Search code examples
postgresqlgenericscounttalenddayofweek

Count the current week records from multiple table in Postgresql and Talend


I have multiple tables in Postgresql. Say , A table has column A,column B,column C,refresh_date,fiscal week. B table has column D,column E,column B,fiscal week,refresh_date. I want to find the total count of records for the current week for table A and the total count of column E from table B for the current week. I am using Talend for data loading from table A and table B and those tables are in Postgresql. Also, if column E has values equal to zero for that current week then it should send a mail to myself.
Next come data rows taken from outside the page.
PR #313, opened 2016-12-16
New Relic <> RabbitMQ monitoring

jpatel3:
Added documentation link for monitoring RabbitMQ with New Relic


michaelklishin:
Thank you. That page will be replaced entirely in the future. A more suitable one is [Developer Tools](https://github.com/rabbitmq/rabbitmq-website/blob/master/site/devtools.xml). Also, please take a look at what branches are available in the repository (documented in README). `master` will be deployed in several months when `3.7.0` ships.

jpatel3:
Sure. Thanks for prompt response 👍

PR #322, opened 2017-01-05
Fix elixir RPC tutorial

Arkham:
* Fix typo in first snippet
* Adjust column width of code snippets so that it doesn't overflow


michaelklishin:
Thank you!

PR #323, opened 2017-01-09
Explain when an auto-delete queue will not be deleted

gerhard:
This was mentioned on the mailing list in the past, and the behaviour
definitely surprised me, capturing it here for posterity.


michaelklishin:
If this is intended to go live immediately it should have been submitted against `live`.

gerhard:
Can it be cherry-picked into `live`?

michaelklishin:
Already is.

I want to create a generic code for this as this is for table A and table B, there will be multiple tables used similar to this. How to do this in Talend and Postgresql?


Solution

  • I've created something like your need a few months ago, and it basically executes a random query and parses the resultset and stores it denormalized in a database table. Note that I use enterprise Talend that has a neat feature called Dynamic Schema: https://help.talend.com/pages/viewpage.action?pageId=190513179

    So where should we start? My typical query looks like this:

    select pk1 as rcr_grby_pk1, pk2 as rcr_grpby_pk2, 
           count(*) as cnt, sum(amount) as sum_amount
    from mySchema.myTable
    group by pk1, pk2
    

    Obviously the Select query could be anything, can contain any number of columns. We execute it and store the results in a table that would look like this:

    --------------------------------------------------------
    |  schema  |  table  |  pk     |measure_name| value_n  |
    --------------------------------------------------------
    | mySchema | myTable | foo2015 | cnt        | 1234     |
    --------------------------------------------------------
    | mySchema | myTable | foo2015 | sum_amount | 987.65   |
    --------------------------------------------------------
    | mySchema | myTable | bar2014 | cnt        | 4321     |
    --------------------------------------------------------
    | mySchema | myTable | bar2014 | sum_amount | 567.89   |
    --------------------------------------------------------
    

    We've distinguished the 3 basic types: text, numbers, dates.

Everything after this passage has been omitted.